# Canon 24-70mm 2.8L IS II mentioned in an issue of popular photography



## AndersBorg (Nov 14, 2011)

In the October 2011 issue of popular photography on p. 65 it says:

"...Davises shot with a Canon EOS 1D Mark IV and 24-70mm f/2.8L IS II for an exposure that slighly underexposed the sunset beyond..."

To me this sounds very interesting - this could confirm the rumor that the new 24-70mm wil have IS?

Or could it just be a mistake?

Any thoughts?


----------



## neuroanatomist (Nov 14, 2011)

AndersBorg said:


> In the October 2011 issue of popular photography on p. 65 it says:
> 
> "...Davises shot with a Canon EOS 1D Mark IV and 24-70mm f/2.8L IS II for an exposure that slighly underexposed the sunset beyond..."
> 
> ...



It's a goof/typo. They meant either a 24-70mm f/2.8L or a 70-200mm f/2.8L IS II. 

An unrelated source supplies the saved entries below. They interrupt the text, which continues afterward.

PR #1401, opened 2024-01-18
fix(Pagination): Add default aria-label to `nav`

### LINKED ISSUE #1399: Paginations `<nav>` should have `[aria-label]`
### Description of the bug

It is recommended to name landmarks on the page, so that screen reader-users easily can get an overview.

I suggest adding a `[aria-label]` to the `<nav>` element in Pagination to achieve this, so that we would get something like this:

```html
<nav aria-label="Paginering">
  ...
</nav>
```

I leave it up to the team if the text should be configurable or not, and what the text should be.

---

I can see that `rest` can be used to set this `[aria-label]`, but it should probably be set by default so it's not forgotten.

### Steps To Reproduce

1. Open the Pagination page in Storybook
2. Inspect the page and see that [aria-label] is not set on `<nav>`.

### Additional Information

_No response_

Barsnes:
Resolves #1399

### DIFF
--- a/packages/react/src/components/Pagination/Pagination.tsx
+++ b/packages/react/src/components/Pagination/Pagination.tsx
@@ -92,7 +92,6 @@ export const Pagination = forwardRef<HTMLElement, PaginationProps>(
       <nav
         ref={ref}
         aria-label='Pagination'
-        role='navigation'
         {...rest}
       >
         <ul className={cl(classes.pagination, classes[size])}>
--- a/packages/react/src/components/Pagination/Pagination.tsx
+++ b/packages/react/src/components/Pagination/Pagination.tsx
@@ -91,6 +91,8 @@ export const Pagination = forwardRef<HTMLElement, PaginationProps>(
     return (
       <nav
         ref={ref}
+        aria-label='Pagination'
+        role='navigation'
         {...rest}
       >
         <ul className={cl(classes.pagination, classes[size])}>


packages/react/src/components/Pagination/Pagination.tsx
```diff
@@ -91,6 +91,7 @@ export const Pagination = forwardRef<HTMLElement, PaginationProps>(
     return (
       <nav
         ref={ref}
+        aria-label='Pagination'
```
mimarz, line 94:
```suggestion
        aria-label='Paginering'
```

mimarz (approved):
Looks good, only thing is that we have used norwegian as default on other labels so suggest that :)

packages/react/src/components/Pagination/Pagination.tsx
Barsnes: We had a discussion about this yesterday, and found that other websites use english for this. So to not confuse users used to hearing "pagination", we went with english. 
uutilsynet also does it in english: [https://www.uutilsynet.no/tilsynsrapportar/rapportar-fra-tilsyn/1167?f%5B0%5D=gt%3A9](https://www.uutilsynet.no/tilsynsrapportar/rapportar-fra-tilsyn/1167?f%5B0%5D=gt%3A9)

mimarz: Alrighty :)

PR #1403, opened 2024-01-19
refactor(Link): :recycle: Change focus to focus-visible

mimarz:
As part of meeting around about #833 we decided to change focus behaviour for Link


Barsnes (approved):
🚀  Everything seems to be in order here

PR #1407, opened 2024-01-22
fix(Accordion): Fix focus style

### LINKED ISSUE #1404: Focus style on `Accordion` is broken
### Description of the bug

image

### Steps To Reproduce

The first item is currently focused

### Additional Information

_No response_

Barsnes:
Resolves #1404

### DIFF
--- a/packages/react/src/components/Accordion/Accordion.module.css
+++ b/packages/react/src/components/Accordion/Accordion.module.css
@@ -52,7 +52,7 @@
   border-radius: var(--fdsc-accordion-border-radius);
 }
 
-.header > button {
+.header .accordionButton {
   width: 100%;
   display: flex;
   justify-content: flex-start;
@@ -71,7 +71,7 @@
 }
 
 @media (hover: hover) and (pointer: fine) {
-  .header > button:hover {
+  .header .accordionButton:hover {
     color: var(--fdsc-accordion-header-color-hover);
   }
 }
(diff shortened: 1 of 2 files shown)


packages/react/src/components/Accordion/Accordion.module.css
```diff
@@ -49,6 +48,10 @@
   margin: 0;
 }
 
+.border button {
```
mimarz, line 51: This will have an unintended effect for  all buttons inside the `Accordion`. Suggestion changing it to `.border .header > button`, will probably have to be placed after `.header` declaration also.

mimarz (changes requested):

packages/react/src/components/Accordion/Accordion.module.css
Barsnes: I made it super safe and added a `className` to `button` 😄

packages/react/src/components/Accordion/Accordion.module.css
```diff
@@ -49,6 +48,10 @@
   margin: 0;
 }
 
+.border .accordionButton {
+  border-radius: var(--fdsc-accordion-border-radius);
+}
+
 .header > button {
```
mimarz, line 55: Haha, suggest also updating this to the new `.accordionButton` 😋

Barsnes: Changed all of them 💯

PR #1410, opened 2024-01-23
fix(DropdownMenu): Export correct props type for items

TomasEng:
We get type errors when using the `DropdownMenuItemProps` type in Altinn Studio. This pull request should probably fix it.


Barsnes (approved):
Nice catch 🚀

PR #1422, opened 2024-01-26
chore(storefront): Change `lang` to `no`

### LINKED ISSUE #1421: Change to `lang='no'` on storefront
Currently we have `lang='nb'` on our storefront, but if we want to write articles or pages in "nynorsk", we need to change this to `lang='nn'`. There is however the code `lang='no'`, which accepts both "bokmål" and "nynorsk".

Ref: [UUTilsynet](https://www.uutilsynet.no/veiledning/sprak-i-koden/223)

Barsnes:
Resolves #1421

### DIFF
--- a/apps/storefront/next.config.mjs
+++ b/apps/storefront/next.config.mjs
@@ -54,7 +54,7 @@ export default {
     ignoreDuringBuilds: true,
   },
   i18n: {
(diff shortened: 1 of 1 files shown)


mimarz (approved):
LGTM 👍

PR #1442, opened 2024-01-30
fix(Button): :bug:  Passed `className` should now override correctly

### LINKED ISSUE #1448: Button CSS specificity interferes with passed `className`
Feedback from testing and trying to override some css props were not overriding correctly.

This is due to CSS in the component using double classname selectors such as `.primary.first` which has a specificity of 0,2,0 . This overrides passed classes on `className` which have specificity 0,1,0.

mimarz:
fixes #1448

was not able to get to work in Storybook, probably due to it having its own postcss transpiler config.

### DIFF
--- a/packages/react/src/components/Button/Button.module.css
+++ b/packages/react/src/components/Button/Button.module.css
@@ -100,255 +100,255 @@
 
 /* Only use hover for non-touch devices to prevent sticky-hovering */
 @media (hover: hover) and (pointer: fine) {
-  .primary.first:not([aria-disabled='true'], :disabled):hover {
-    background: var(--fds-semantic-surface-action-first-hover);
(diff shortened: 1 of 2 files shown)


packages/react/src/components/Button/Button.module.css
```diff
@@ -25,7 +25,7 @@
   overflow: visible;
```
Barsnes, line 25: Do we still need this?

mimarz: Hmm, its a bit weird indeed. I can't think of why we should have it anymore. Should anyways be a separate PR if we do figure out to change this :)

Barsnes (approved):
Looks to be good, some things with icons are stil being overridden, but users should be able to pass a `className` and add custom styles now 😄

PR #1452, opened 2024-01-31
Added two new images for the article about contrast

mrosvik:


Barsnes:
You need to change the title to a conventional commit. I think `docs:` would fit here.
It also looks like none of the images has been used?

PR #1400, opened 2024-01-18
feat(List): Change component API

Barsnes:
Possible change to `List`.

Changes to component API to this:

```jsx
<List.Root size="medium">
  <List.Heading>Heading</List.Heading>
  <List.Ordered>
    <List.Item>List Item 1</List.Item>
    <List.Item>List Item 2</List.Item>
  </List.Ordered>
</List.Root>
```
```jsx
<List.Root size="medium">
  <List.Heading>Heading</List.Heading>
  <List.Unordered>
    <List.Item>List Item 1</List.Item>
    <List.Item>List Item 2</List.Item>
  </List.Unordered>
</List.Root>
```

PR #1453, opened 2024-01-31
chore: Add deprecation warning to `as` property

### LINKED ISSUE #1297: Add deprecation warning to `as` property

Barsnes:
Resolves #1297


mimarz (changes requested):
`Link` and `List` has overriden the `as` type with its own jsdocs.

Can probably ignore changing for `List` as we have planned changes for it in #1400

Suggest just removing the type definition for `as` in `LinkProps` so it fallbacks to the one in `OverridableComponent`

mimarz (approved):
LGTM 👍

PR #1457, opened 2024-02-01
feat(storefront): Add caption to `Image` component

Barsnes:
As discussed on slack, we need to have a caption under some images


mimarz (approved):
LGTM 👍

PR #1471, opened 2024-02-01
chore(storefront): Fix build errors with using `as`

Barsnes:
Next was complaining about using `as`, changed these to use `asChild`


mimarz (approved):
🔧

PR #1501, opened 2024-02-05
chore: Remove unnecessary React imports

### LINKED ISSUE #951: Removing unnecessary React imports
We are now using the new jsx transform

- Use the script here to update files: https://legacy.reactjs.org/blog/2020/09/22/introducing-the-new-jsx-transform.html#removing-unused-react-imports
- Add "plugin:react/jsx-runtime" to "extends" in eslint config: https://github.com/jsx-eslint/eslint-plugin-react/blob/master/docs/rules/react-in-jsx-scope.md

This issue needs to be done after #918 as these changes would touch a lot of files.

mimarz:
resolves #951

- Updated applications under `apps` to extend root `tsconfig`
- Remove generic `import React from "react"` as they are no longer needed to use JSX in files.

Had to get this done so that we ensure all `apps` being built adher to the same coding standards. 

Work with the bachelor assignment prompted the need to do this.

### DIFF
--- a/.eslintrc.js
+++ b/.eslintrc.js
@@ -11,6 +11,7 @@ module.exports = {
     'plugin:jsx-a11y/recommended',
     'plugin:react/recommended',
     'plugin:react-hooks/recommended',
+    'plugin:react/jsx-runtime',
     'plugin:storybook/recommended',
     'plugin:prettier/recommended',
   ],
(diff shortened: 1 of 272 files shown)


Barsnes (approved):
Too many files to look through one by one, but clicked around and checked locally for any errors, and did not find any 😄

PR #2510, opened 2024-09-25
fix(Skeleton): size of variant text

### LINKED ISSUE #2471: `Skeleton` no longer has correct text height
Currently:
https://next.storybook.designsystemet.no/?path=/docs/komponenter-loaders-skeleton--docs#text
Image

Before:
https://storybook.designsystemet.no/?path=/docs/komponenter-loaders-skeleton--docs#text
Image

eirikbacker:
Fixes #2471


Barsnes:
It still does not match how it was before. How close should we get to that?
I fell your PR gives to little space between lines of text. Looks like line-height is includes here, which maybe it should not be? 🤔 
image

eirikbacker:
> It still does not match how it was before. How close should we get to that? I feel your PR gives to little space between lines of text. Looks like line-height is included here, which maybe it should not be? 🤔
> 
> NEW // OLD image

Good catch 🙌  Nothing to do with line-height, but the fact that it was previously scaled to `60%` height, so updated now to match this 👍

Barsnes (approved):
☠️

Issue #2503, opened 2024-09-24
Paragraph changes for v1


mimarz:
We agreed on daily today to simplify `Paragraph` and paragraph typography style.

- Rename typography style paragraph to body
- Remove ingress/lead - use body long instead
- Remove `short` variant from `Paragraph`
  - Review if we still need body/paragraph short internally in the end.

```[tasklist]
### Tasks
- [x] Rename typography style paragraph to body
- [x] Remove `Ingress` component in react
- [ ] https://github.com/digdir/designsystemet/issues/2528
```

Barsnes:
closing as completed

PR #2514, opened 2024-09-25
feat(typography): use classes for typography styles

Barsnes:
related to #2503

Doing everything in typography except ingress, since this will be removed.

Spacing now has to be on every class, but we have an issue about removing this.
We could also let it be outside the classes, since `data-spacing` is only used for typography components, and it needs the css var to do anything.

### DIFF
--- a/packages/css/baseline/typography.css
+++ b/packages/css/baseline/typography.css
@@ -136,8 +136,30 @@
   }
 }
 
-/** Paragraph */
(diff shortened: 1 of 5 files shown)


mimarz (approved):
hehe, back to how it was before, but hey it works 🤷‍♂️ 

This will be the only exception to use of `--<size>` instead of `data-size` for sizes elsewhere.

There cannot be a 24-70mm f/2.8L IS II released any time soon (i.e. it's many _years_ away). Either they release a 24-70mm f/2.8L *II* (no IS, MkII version) or they release a 24-70mm f/2.8L *IS* (would be a MkI version, since there is no current 24-70 with IS).


----------



## AndersBorg (Nov 14, 2011)

neuroanatomist said:


> AndersBorg said:
> 
> 
> > In the October 2011 issue of popular photography on p. 65 it says:
> ...


Good point!
I think you are right.


----------



## AprilForever (Nov 14, 2011)

Maybe they did it on purpose to get free publicity in the rumor forum world...


----------



## thepancakeman (Nov 14, 2011)

neuroanatomist said:


> There cannot be a 24-70mm f/2.8L IS II released any time soon (i.e. it's many _years_ away). Either they release a 24-70mm f/2.8L *II* (no IS, MkII version) or they release a 24-70mm f/2.8L *IS* (would be a MkI version, since there is no current 24-70 with IS).

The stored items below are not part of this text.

PR #2515, opened 2024-09-25
feat(Ingress): remove component

Barsnes:
part of #2503 

Ingress on storeront now has wrong size, but this is noted and will be fixed when we do a separate PR for storefront fixes.
This will not be deployed to production when merged


apps/storefront/app/bloggen/_components/PostLayout/PostLayout.tsx
```diff
@@ -54,8 +49,8 @@ function PostLayout({
         <main id='main' className={classes.main}>
           <div className={classes.intro}>
             <Heading level={1}>{heading}</Heading>
-            <Ingress className={classes.ingress}>{ingress}</Ingress>
-            <Paragraph size='sm' className={classes.meta}>
+            <Paragraph className={classes.ingress}>{ingress}</Paragraph>
+            <Paragraph variant='long' size='sm' className={classes.meta}>
```
eirikbacker, line 53: I dont understand - should the first Paragraph here be long, and not the second? ☺️

Barsnes: good cath, I put the long variant in the wrong place

eirikbacker (approved):

PR #2517, opened 2024-09-26
feat: compose paragraph

Barsnes:
I did every component in singular commits so it's easier to check.

Did not do anything with form components.

Excluding `Card` since it was only on content and footer, which is deleted in another PR


packages/css/tabs.css
```diff
@@ -6,14 +6,38 @@
   --dsc-tabs-content-color: var(--ds-color-neutral-text-default);
   --dsc-tabs-list-border-color: var(--ds-color-neutral-border-subtle);
 
+  & .ds-tabs__tab {
+    @composes ds-body-text--short-md from './baseline/typography.css';
+  }
+
+  & .ds-tabs__panel {
+    @composes ds-body-text--short-md from './baseline/typography.css';
```
eirikbacker, line 14: Skulle disse heller vært satt på `ds-tabs` i stede? ☺️

packages/react/src/components/Accordion/AccordionHeading.tsx
```diff
@@ -15,18 +15,7 @@ export type AccordionHeadingProps = {
...
-            'ds-focus ds-paragraph ds-paragraph--sm ds-line-height--md', // Very TMP fix awaiting CSS modules
-            className,
-          )}
-          ref={ref}
-          {...rest}
-        />
-      </Paragraph>
-    );
+  function AccordionHeading(rest, ref) {
+    return <u-summary ref={ref} {...rest} />;
```
eirikbacker, line 19:
```suggestion
  function AccordionHeading({ className, ...rest }, ref) {
    return <u-summary class={className} ref={ref} {...rest} />;
```
...for å fikse React sin custom element foreståelse :)

Barsnes: Den er god, legger også inn kommentar om det, for framtiden

eirikbacker (approved):
Nydelig jobba 👏

PR #2521, opened 2024-09-26
chore: update storybook and enable react-docgen-typescript

### LINKED ISSUE #2173: re-enable `react-docgen-typescript` in Storybook

Barsnes:
resolves #2173


eirikbacker (approved):
💆 🫶

PR #2530, opened 2024-09-27
fix: move box-sizing

### LINKED ISSUE #2498: Move box-sizing to each components css file
Now `box-sizing: border-box` is set in `.ds-reset`.
This has some issues:
- If class names are hashed in the future (CSS modules) for CSS versioning, the `[class^="ds-"]` will break
- If using CSS without React, a consumer can add  `class="my-button ds-button"`, making `[class^="ds-"]` break
- It is a "transparent" dependency - meaning a developer can not open i.e. `button.css` and see the complete styling
Even though this means repeating `box-sizing` in several files, it is a more robust and explicit solution

eirikbacker:
Fixes #2498, but skipping form elements as they will be rewritten anyway


Barsnes (approved):
bit hard to check if it has been added all places it needs to, but looking through Storybook, most things look fine.

PR #2548, opened 2024-10-01
feat: `ds-focus` use both `outline` and `box-shadow`

Barsnes:
comment about why has been added in code.
We should also consider moving the focus style outside of its layer, to make sure it is less likely to be overridden


eirikbacker (approved):
🙌

eirikbacker (approved):

PR #2550, opened 2024-10-01
feat: input

### LINKED ISSUE #2553: Create `Input` component

### LINKED ISSUE #2587: intermediate checkbox should have same width as checked
Our Intermediate checkboxes have a different width then our "check" icon on the same component. This was a choice made by me as I thought the intermediate state looked weird with a thin line. And I still think it looks a little thin. 

**This is how it is today**

As is

The easy fix is to set the intermediate states to the same width as the checked checkboxes. This looks of to me 🤔 I also find that our checkboxes has "smaller" weight then our radio buttons. 

Fixed

To try and fix this I made _chunky check™_ I made the check smaller and chunkier. The intermediate follows the width of the check, but do not have full pill form. (The left side is the new design)

Nytt chunky forslag

Here it is with our radio buttons. I think they look more in balance. 
Med radio

I have some reservations. 
- [ ] Do they fit the style of our component library. Chunky gives of a more childish vibe, and if you use `0` border-radius on other components I think this will look a little off. 
- [ ] Are they harder to see in the squint test? 
- [ ] Any other suggestions, we should try?

eirikbacker:
- Resolves #2553
- Resolves #2587
- Part of #2311
- Make standalone `<Input>`
- Adds support for `type="radio"` and `type="checkbox"`
- Adds support for `role="switch"`
- Documentation for standalone components should be discussed with the team (#2566) and not solved in this PR 
- Some changes might occur later after #2561, but I suggest we merge this first to be able to move forward


mimarz (approved):
LGTM 👍 

We did a huddle on some small visual bugs and nitpicks that will be fixed before merging. Approving as work is going to continue on this component in regards to #1943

Although I believe you are correct, I would not be quite as emphatic as you appear. To me it's a little like saying there cannot be a 1DX because they haven't had V-IX yet. I can certainly see someone in marketing deciding that it's a 24-70mm f/2.8L II and it includes IS, which would be a true statement (it is the second incarnation of the lens, but not the second incarnation of the lens with IS.) 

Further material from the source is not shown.